**What to do**
Set down all of the entries exactly, leaving nothing out.

**Source records**
Issue #1920, opened 2022-02-11
Program application review page changes


glorialiou:
There are two "Continue" buttons on the program application review page in the applicant experience. Both buttons are problematic: https://docs.google.com/presentation/d/1goxiepPXPrW3wK8wUSNoCpcf7iXIohXfj96iTYiQxo0/edit#slide=id.gfa7bf315fa_0_1862

There is a smaller "Continue" button that takes the applicant to that particular question (it's the last question). This should be replaced by "Edit" to match the other questions.

Then there is the larger blue "Continue" button at the bottom of the page that currently takes the applicant to the start of the application, which is unexpected. This button should take the applicant to where they were previously -- the last page of the application where they can submit it.

kristinyim:
Rochester UXR confirms the need for this. Research participants were thrown off by the highlighted rows and unclear CTAs ("Continue" vs "Edit")

kristinyim:
Another suggestion from UXR is to add edit icons (i.e. a pencil)

kristinyim:
To be clear the changes are:

- Remove highlighting of the skipped questions and replace it with an alert icon to indicate it needs extra attention.
- Larger Continue button at the bottom should take applicant to where they were previously
- Replace smaller continue to edit to match other questions (so it always says edit regardless of whether question was skipped or not)
- Add edit icons (pencils) next to the edit button.

azizova-leyla:
@kristinyim @rahaghas can you link me to the icons that we should use?

rahaghas:
I suggest changing "Continue" to "Submit application" and throw an error if that button is pressed before all required items are completed (as opposed to disabling it, which can often cause user confusion). I also suggest changing the "Continue" used currently for individual unanswered questions with "Answer" and add a trailing "arrow forward" icon.  
Here's a mock:
<img width="529" alt="Screen Shot 2022-04-22 at 5 30 50 PM" src="https://user-images.githubusercontent.com/103459221/164798875-1c7479e9-110d-4e1a-951a-3db3198ef7c2.png">

Here are the necessary icons:
Edit: https://fonts.google.com/icons?selected=Material%20Symbols%20Outlined%3Aedit%3AFILL%400%3Bwght%40400%3BGRAD%400%3Bopsz%4048

Arrow forward: https://fonts.google.com/icons?icon.query=arrow

azizova-leyla:
I have to pause my work on this issue for the time being to focus on higher priority items.
[...]

PR #3827, opened 2022-11-17
Allow users to answer questions out of order

azizova-leyla:
### Description

DO NOT SUBMIT until translations are ready.

Changes based on https://docs.google.com/presentation/d/1aRaYEP4UBzO-ubS9bqPX1bhoSJlfpH59eRv1X6X9pwI/edit#slide=id.g11d69b7a937_0_176

Added "Answer->" link next to every unanswered question.
Renamed Program application review/preview to Program application summary and cleaned up the code so there's no difference between them.

## Release notes:

Added "Answer->" link next to every unanswered question.

#### General

#### User visible changes

#### New Features

### Issue(s) this completes

Addresses most of the suggestions from #1920.


server/app/views/applicant/ApplicantProgramSummaryView.java
```diff
@@ -175,49 +163,44 @@ private DivTag renderQuestionSummary(
...
-                  .url()
-              : routes.ApplicantProgramBlocksController.review(
+                  .url())
+          .setText(messages.at(MessageKey.LINK_EDIT.getKeyName()))
+          .setIcon(Icons.EDIT)
+          .setIconPosition(LinkElement.IconPosition.START);
+    } else {
+      editElement
+          .setHref(
+              routes.ApplicantProgramBlocksController.edit(
```
nbeloglazov, line 181: Is there a difference between ApplicantProgramBlocksController.edit and ApplicantProgramBlocksController.review? I just tried on staging and html looked the same.

server/app/views/components/LinkElement.java
```diff
@@ -119,10 +127,20 @@ public LinkElement setIcon(Icons icon) {
     return this;
   }
 
+  public LinkElement setIconPosition(IconPosition position) {
```
nbeloglazov, line 130: How about adding icon position as second optional param of `setIcon`? To make sure that they both used together. Also

server/app/views/components/LinkElement.java
```diff
@@ -84,6 +84,14 @@ public final class LinkElement {
   private boolean doesOpenInNewTab = false;
   private Optional<Icons> icon = Optional.empty();
 
+  public enum IconPosition {
```
nbeloglazov, line 87: Given that you added IconPosition - can you update this code to use it as well: https://sourcegraph.com/github.com/civiform/civiform/-/blob/server/app/views/applicant/ProgramIndexView.java?L322 ?

server/app/views/components/LinkElement.java
```diff
@@ -84,6 +84,14 @@ public final class LinkElement {
...
+    NONE,
```
nbeloglazov, line 88: Why do we need NONE value?

nbeloglazov (changes requested):

server/app/views/applicant/ApplicantProgramSummaryView.java
azizova-leyla: So glad you asked... The difference is what is the next page it will go when the user clicks "save and next"
https://github.com/civiform/civiform/blob/b1157e5bea524ec28db1dec4450e2c1013b3cf6a/server/app/controllers/applicant/ApplicantProgramBlocksController.java#L92-L121

I've looked at that code, and I'm not convinced it actually makes sense to have that distinction, and some of the transitions seem confusing there (e.g. it could navigate backwards). 
It's also not very well tested.
I even started to simplify that logic https://github.com/civiform/civiform/pull/3823. Definitely out of scope for this PR, happy to talk separately.

server/app/views/components/LinkElement.java
azizova-leyla: great idea. done.

server/app/views/components/LinkElement.java
azizova-leyla: It's a good practice to have unset state for enums. Renamed to UNSET to not be confused with visibility none.

nbeloglazov: I think you are referring to recommendations for enums in proto files? And those are dictated by backward compatibility and over-wire transmission (basically that 0 should be set to UNSET/UNSPECIFIED/NONE). I don't think it applies here where there is no mapping to actual number and this enum never leaves java code. If it ever needs to be transmitted we'll have to consider anyway how to serialize properly.

nbeloglazov (approved):

server/app/views/components/LinkElement.java
```diff
@@ -114,15 +122,21 @@ public LinkElement opensInNewTab() {
...
     this.icon = Optional.of(checkNotNull(icon));
+    this.iconPosition = position;
     return this;
   }
 
   public ATag asAnchorText() {
     ATag tag = a();
-    this.icon.ifPresent(icon -> tag.with(Icons.svg(icon).withClasses("mr-2", "w-5", "h-5")));
-    tag.withText(this.text);
+    if (this.iconPosition == IconPosition.END) {
```
bion, line 133: suggestion (blocking): per java style guide
```suggestion
    if (IconPosition.END.equals(this.iconPosition)) {
```

bion (approved):

shanemc-goog:
I see "DO NOT SUBMIT until translations are ready." in the desc.

SHould this have been submitted?

azizova-leyla:
> I see "DO NOT SUBMIT until translations are ready." in the desc.
> 
> @azizova-leyla Should this have been submitted or does the desc need updating?

I added translations, but forgot to update the description.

**Completed exercise**
Issue #1920, opened 2022-02-11
Program application review page changes


glorialiou:
There are two "Continue" buttons on the program application review page in the applicant experience. Both buttons are problematic: https://docs.google.com/presentation/d/1goxiepPXPrW3wK8wUSNoCpcf7iXIohXfj96iTYiQxo0/edit#slide=id.gfa7bf315fa_0_1862

There is a smaller "Continue" button that takes the applicant to that particular question (it's the last question). This should be replaced by "Edit" to match the other questions.

Then there is the larger blue "Continue" button at the bottom of the page that currently takes the applicant to the start of the application, which is unexpected. This button should take the applicant to where they were previously -- the last page of the application where they can submit it.

kristinyim:
Rochester UXR confirms the need for this. Research participants were thrown off by the highlighted rows and unclear CTAs ("Continue" vs "Edit")

kristinyim:
Another suggestion from UXR is to add edit icons (i.e. a pencil)

kristinyim:
To be clear the changes are:

- Remove highlighting of the skipped questions and replace it with an alert icon to indicate it needs extra attention.
- Larger Continue button at the bottom should take applicant to where they were previously
- Replace smaller continue to edit to match other questions (so it always says edit regardless of whether question was skipped or not)
- Add edit icons (pencils) next to the edit button.

azizova-leyla:
@kristinyim @rahaghas can you link me to the icons that we should use?

rahaghas:
I suggest changing "Continue" to "Submit application" and throw an error if that button is pressed before all required items are completed (as opposed to disabling it, which can often cause user confusion). I also suggest changing the "Continue" used currently for individual unanswered questions with "Answer" and add a trailing "arrow forward" icon.  
Here's a mock:
<img width="529" alt="Screen Shot 2022-04-22 at 5 30 50 PM" src="https://user-images.githubusercontent.com/103459221/164798875-1c7479e9-110d-4e1a-951a-3db3198ef7c2.png">

Here are the necessary icons:
Edit: https://fonts.google.com/icons?selected=Material%20Symbols%20Outlined%3Aedit%3AFILL%400%3Bwght%40400%3BGRAD%400%3Bopsz%4048

Arrow forward: https://fonts.google.com/icons?icon.query=arrow

azizova-leyla:
I have to pause my work on this issue for the time being to focus on higher priority items.
[...]

PR #3827, opened 2022-11-17
Allow users to answer questions out of order

azizova-leyla:
### Description

DO NOT SUBMIT until translations are ready.

Changes based on https://docs.google.com/presentation/d/1aRaYEP4UBzO-ubS9bqPX1bhoSJlfpH59eRv1X6X9pwI/edit#slide=id.g11d69b7a937_0_176

Added "Answer->" link next to every unanswered question.
Renamed Program application review/preview to Program application summary and cleaned up the code so there's no difference between them.

## Release notes:

Added "Answer->" link next to every unanswered question.

#### General

#### User visible changes

#### New Features

### Issue(s) this completes

Addresses most of the suggestions from #1920.


server/app/views/applicant/ApplicantProgramSummaryView.java
```diff
@@ -175,49 +163,44 @@ private DivTag renderQuestionSummary(
...
-                  .url()
-              : routes.ApplicantProgramBlocksController.review(
+                  .url())
+          .setText(messages.at(MessageKey.LINK_EDIT.getKeyName()))
+          .setIcon(Icons.EDIT)
+          .setIconPosition(LinkElement.IconPosition.START);
+    } else {
+      editElement
+          .setHref(
+              routes.ApplicantProgramBlocksController.edit(
```
nbeloglazov, line 181: Is there a difference between ApplicantProgramBlocksController.edit and ApplicantProgramBlocksController.review? I just tried on staging and html looked the same.

server/app/views/components/LinkElement.java
```diff
@@ -119,10 +127,20 @@ public LinkElement setIcon(Icons icon) {
     return this;
   }
 
+  public LinkElement setIconPosition(IconPosition position) {
```
nbeloglazov, line 130: How about adding icon position as second optional param of `setIcon`? To make sure that they both used together. Also

server/app/views/components/LinkElement.java
```diff
@@ -84,6 +84,14 @@ public final class LinkElement {
   private boolean doesOpenInNewTab = false;
   private Optional<Icons> icon = Optional.empty();
 
+  public enum IconPosition {
```
nbeloglazov, line 87: Given that you added IconPosition - can you update this code to use it as well: https://sourcegraph.com/github.com/civiform/civiform/-/blob/server/app/views/applicant/ProgramIndexView.java?L322 ?

server/app/views/components/LinkElement.java
```diff
@@ -84,6 +84,14 @@ public final class LinkElement {
...
+    NONE,
```
nbeloglazov, line 88: Why do we need NONE value?

nbeloglazov (changes requested):

server/app/views/applicant/ApplicantProgramSummaryView.java
azizova-leyla: So glad you asked... The difference is what is the next page it will go when the user clicks "save and next"
https://github.com/civiform/civiform/blob/b1157e5bea524ec28db1dec4450e2c1013b3cf6a/server/app/controllers/applicant/ApplicantProgramBlocksController.java#L92-L121

I've looked at that code, and I'm not convinced it actually makes sense to have that distinction, and some of the transitions seem confusing there (e.g. it could navigate backwards). 
It's also not very well tested.
I even started to simplify that logic https://github.com/civiform/civiform/pull/3823. Definitely out of scope for this PR, happy to talk separately.

server/app/views/components/LinkElement.java
azizova-leyla: great idea. done.

server/app/views/components/LinkElement.java
azizova-leyla: It's a good practice to have unset state for enums. Renamed to UNSET to not be confused with visibility none.

nbeloglazov: I think you are referring to recommendations for enums in proto files? And those are dictated by backward compatibility and over-wire transmission (basically that 0 should be set to UNSET/UNSPECIFIED/NONE). I don't think it applies here where there is no mapping to actual number and this enum never leaves java code. If it ever needs to be transmitted we'll have to consider anyway how to serialize properly.

nbeloglazov (approved):

server/app/views/components/LinkElement.java
```diff
@@ -114,15 +122,21 @@ public LinkElement opensInNewTab() {
...
     this.icon = Optional.of(checkNotNull(icon));
+    this.iconPosition = position;
     return this;
   }
 
   public ATag asAnchorText() {
     ATag tag = a();
-    this.icon.ifPresent(icon -> tag.with(Icons.svg(icon).withClasses("mr-2", "w-5", "h-5")));
-    tag.withText(this.text);
+    if (this.iconPosition == IconPosition.END) {
```
bion, line 133: suggestion (blocking): per java style guide
```suggestion
    if (IconPosition.END.equals(this.iconPosition)) {
```

bion (approved):

shanemc-goog:
I see "DO NOT SUBMIT until translations are ready." in the desc.

SHould this have been submitted?

azizova-leyla:
> I see "DO NOT SUBMIT until translations are ready." in the desc.
> 
> @azizova-leyla Should this have been submitted or does the desc need updating?

I added translations, but forgot to update the description.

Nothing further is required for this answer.